Mesa (master): intel/nir: Lower 8-bit scan/reduce ops to 16-bit

Mon Nov 9 19:13:34 UTC 2020

Module: Mesa
Branch: master
Commit: b98f0d3d7c3b85001382eadd7dcfa3e11de64ca5
URL:    http://cgit.freedesktop.org/mesa/mesa/commit/?id=b98f0d3d7c3b85001382eadd7dcfa3e11de64ca5

Author: Jason Ekstrand <jason at jlekstrand.net>
Date:   Thu Nov  5 23:23:07 2020 -0600

intel/nir: Lower 8-bit scan/reduce ops to 16-bit

We can't really support these directly on any platform.  May as well let
NIR lower them.  The NIR lowering is potentially one more instruction
for scan/reduce ops thanks to not being able to do the B->W conversion
as part of SEL_EXEC.  For imax/imin exclusive scan, it's yet another
instruction thanks to the extra imax/imin NIR has to insert to deal with
the fact that the first live channel will contain the identity value
which, when signed, will cast wrong.  However, it does let us drop some
complexity from our back-end so it's probably worth it.

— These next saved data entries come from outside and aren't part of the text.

PR #913, opened 2021-09-22
[IMP] product_packaging_dimension: have product_uom_mm for dependants…

hailangvn:
… to use

Module `shopfloor_batch_automatic_creation` is depending on this module and need `product_uom_mm` uom for testing. The uom is in `stock_measuring_device` module but the former module does not need the later module. So this commit is to move the uom to this module for better dependency.

### DIFF
--- a/product_packaging_dimension/__manifest__.py
+++ b/product_packaging_dimension/__manifest__.py
@@ -13,6 +13,7 @@
     ],
     "website": "https://github.com/OCA/product-attribute",
     "data": [
+        "data/uom.xml",
         "views/product_packaging.xml",
     ],
     "installable": True,
--- a/product_packaging_dimension/data/uom.xml
+++ b/product_packaging_dimension/data/uom.xml
@@ -1,0 +1,13 @@
+<?xml version="1.0" encoding="UTF-8" ?>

Reviewed-by: Kenneth Graunke <kenneth at whitecape.org>
Part-of: <https://gitlab.freedesktop.org/mesa/mesa/-/merge_requests/7482>

---

 src/intel/compiler/brw_fs_nir.cpp | 42 +++------------------------------------
 src/intel/compiler/brw_nir.c      | 30 ++++++++++++++++++++++++++++
 2 files changed, 33 insertions(+), 39 deletions(-)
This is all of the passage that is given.